Michael Rao is an American academic administrator who is the current president of Virginia Commonwealth University, a public university in downtown Richmond, Virginia. During his time as president, Rao has overseen hiring and expansion of the university's facilities. Rao previously served as the president of Central Michigan University in Mount Pleasant, Michigan and Mission College in Santa Clara, California. Additionally, he served as the Chancellor of Montana State University–Northern.

Early life and education 
Rao, the son of a physician from Mumbai, India, was born in Boston, Massachusetts.  At age eight, he moved with his mother to rural Pasco County, Florida, after the early death of his father, Suresh Rao.

He received his bachelor's degree in Chemistry from the University of South Florida and his doctorate in Higher Education Administration from the University of Florida.

Academic career
Rao has been an administrator for more than 20 years.

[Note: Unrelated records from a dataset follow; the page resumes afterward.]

PR #6186, opened 2024-02-19
Cleanup common Renderer methods

smoogipoo:
- Adds `Renderer.DrawVertices()`, which is the method that binds the global UBO.
- Makes `globalUniformBuffer` private.
- Adds `Renderer.BindUniformBuffer()`, which does the state tracking/de-duping of flushes around UBO bindings.
- A few other misc cleanups.

### DIFF
--- a/osu.Framework/Graphics/Rendering/Renderer.cs
+++ b/osu.Framework/Graphics/Rendering/Renderer.cs
@@ -966,6 +966,20 @@ namespace osu.Framework.Graphics.Rendering
         /// <param name="frameBuffer">The framebuffer to use, or null to use the backbuffer (i.e. main framebuffer).</param>
         protected abstract void SetFrameBufferImplementation(IFrameBuffer? frameBuffer);
 
+        /// <summary>
+        /// Deletes a frame buffer.
+        /// </summary>
+        /// <param name="frameBuffer">The frame buffer to delete.</param>
+        public void DeleteFrameBuffer(IFrameBuffer frameBuffer)
+        {
+            while (FrameBuffer == frameBuffer)
+                UnbindFrameBuffer(frameBuffer);
+
+            ScheduleDisposal(DeleteFrameBufferImplementation, frameBuffer);
+        }
+
+        protected abstract void DeleteFrameBufferImplementation(IFrameBuffer frameBuffer);
+
         #endregion
 
         public void DrawVertices(PrimitiveTopology topology, int vertexStart, int verticesCount)
--- a/osu.Framework/Graphics/Rendering/Renderer.cs
+++ b/osu.Framework/Graphics/Rendering/Renderer.cs
@@ -110,6 +110,7 @@ namespace osu.Framework.Graphics.Rendering
 
         private readonly DepthValue backBufferDepth = new DepthValue();
 
+        private readonly Dictionary<string, IUniformBuffer> boundUniformBuffers = new Dictionary<string, IUniformBuffer>();
         private readonly Stack<IVertexBatch<TexturedVertex2D>> quadBatches = new Stack<IVertexBatch<TexturedVertex2D>>();
         private readonly List<IVertexBuffer> vertexBuffersInUse = new List<IVertexBuffer>();
         private readonly List<IVertexBatch> batchResetList = new List<IVertexBatch>();
@@ -228,6 +229,7 @@ namespace osu.Framework.Graphics.Rendering
             Shader?.Unbind();
             Shader = null;
 
+            boundUniformBuffers.Clear();
             viewportStack.Clear();
             projectionMatrixStack.Clear();
             maskingStack.Clear();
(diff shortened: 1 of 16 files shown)


osu.Framework/Graphics/Rendering/Renderer.cs
```diff
@@ -1040,6 +1042,19 @@ internal void SetUniform<T>(IUniformWithValue<T> uniform)
...
+        public void BindUniformBuffer(string blockName, IUniformBuffer buffer)
+        {
+            if (boundUniformBuffers.TryGetValue(blockName, out IUniformBuffer? current) && current == buffer)
+                return;
+
+            FlushCurrentBatch(FlushBatchSource.BindBuffer);
+            SetUniformBufferImplementation(blockName, buffer);
+
+            boundUniformBuffers[blockName] = buffer;
+        }
```
bdach, line 1054: This change weirds me out. The buffer tracking is added to the base `Renderer`, but both renderer implementations still maintain their own `boundUniformBuffers` dictionaries? Is this intentional just for the type safety or something? It sure is going to cause memory overheads (although they're likely not relevant).

osu.Framework/Graphics/Veldrid/Buffers/VeldridFrameBuffer.cs
```diff
@@ -66,18 +63,6 @@ public VeldridFrameBuffer(VeldridRenderer renderer, PixelFormat[]? formats = nul
...
-        {
-            this.renderer = renderer;
-            this.colourTarget = colourTarget;
-            this.mipLevel = mipLevel;
-
-            Texture = renderer.CreateTexture(colourTarget);
-            externalColourTarget = true;
-
-            recreateResources();
-        }
```
bdach, line 79: This ctor blames back so https://github.com/ppy/osu-framework/pull/5508, so not super sure about removing it. If that's a change we'll eventually want to push again it could probably stay.

osu.Framework/Graphics/Veldrid/Buffers/VeldridFrameBuffer.cs
```diff
@@ -127,7 +127,11 @@ protected void Dispose(bool disposing)
             if (isDisposed)
                 return;
 
-            renderer.DeleteFrameBuffer(this);
+            while (renderer.IsFrameBufferBound(this))
+                Unbind();
+
+            deleteResources(true);
```
bdach, line 133: This is just inlining the old method right? Commit message mentions "avoiding redirection" so I just want to make sure I'm understanding correctly and this isn't some lower-level concern.

osu.Framework/Graphics/Rendering/Renderer.cs
```diff
@@ -966,6 +966,18 @@ private void setFrameBuffer(IFrameBuffer? frameBuffer, bool force = false)
 
         #endregion
 
+        public void DrawVertices(PrimitiveTopology topology, int vertexStart, int verticesCount)
+        {
+            if (Shader == null)
+                throw new InvalidOperationException("No shader bound.");
```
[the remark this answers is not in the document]
smoogipoo: Yes, it's for general usage safety. It's probably not strictly required.

osu.Framework/Graphics/Rendering/Renderer.cs
smoogipoo: It was just the simplest way for me to move the most common logic (dedupe/flush) to the base class.

Something to consider is that they can only be "bound" in `DrawVertices`. With the way things currently work, it's unsafe to do it earlier than that because there could be [misordered](https://github.com/ppy/osu-framework/blob/a8baecb020efd6a6aff78ea4fef82346e7b51995/osu.Framework/Graphics/Containers/BufferedContainer_DrawNode.cs#L120-L123) events, for example:
```
shader.BindUniformBuffer()
shader.Bind()
// Or
shader.Bind()
shader.BindUniformBuffer()
```
At least, we don't explicitly state that the bind order must be shader -> uniform buffer...

The situation can probably be improved in the future, perhaps by storing the bound UBOs to the shader instead.

osu.Framework/Graphics/Veldrid/Buffers/VeldridFrameBuffer.cs
smoogipoo: Yes, just inlining it.

osu.Framework/Graphics/Rendering/Renderer.cs
bdach: Is the misordering issue a blocker for e.g. exposing `Renderer`'s dictionary as protected and then using that in renderer implementations, rather than have the base renderer track _as well as_ the implementations?

smoogipoo: That sounds backwards to me because I'm tending towards making more of this class `private` like I did with the global UBO. The remaining `protected` ones are even too much for me.

For implementers I think it makes more sense to be given abstract methods  and store whatever state they need from, rather than to have to piece the parts of `Renderer` that they need at a given point...

osu.Framework/Graphics/Veldrid/Buffers/VeldridFrameBuffer.cs
smoogipoo: I've added it back

osu.Framework/Graphics/Veldrid/Buffers/VeldridFrameBuffer.cs
smoogipoo: Just looking through things again, `GLRenderer` does the same thing. It might be worth moving this to the base `Renderer` class instead...

bdach: Are you going to be trying for that? Not sure whether this PR is safe to re-review otherwise.

smoogipoo: Yep, I've moved it back & added a common method in `Renderer`. Actually, the implementation in `master` is a bit scary because it disposed the FBOs immediately rather than the 3-frame-delayed `ScheduleDisposal`...

peppy (approved):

In the late 1980s and early 1990s, Rao served in the private sector as a higher education academic program planner. In this role, he created master plans for the University of Washington system and the University of California. He also served as assistant to the president at the University of Florida, a member of the Association of American Universities (AAU).

In 1992, Rao became a dean at Mission College in Santa Clara, California, and became president of the college two years later. This move gave him the distinction of being the youngest college president in the country at that time. In 1998, he became chancellor of Montana State University–Northern, in Havre.

Rao was chosen to be president of Central Michigan University (CMU), a large public, research university in the year 2000. His work at Central Michigan University focused on interdisciplinary academic program development, economic development through commercialization of research, fundraising for the university, and outreach to the Central Michigan region. During his tenure and despite state budget cuts, CMU significantly increased faculty positions and research productivity, developed academic programs and improved performance. Under Rao's leadership, CMU gained approval to establish a medical school and M.D. degree program, partnering with large healthcare systems. When he left CMU in 2009, Rao was one of the three longest-serving presidents among Michigan's 15 public universities.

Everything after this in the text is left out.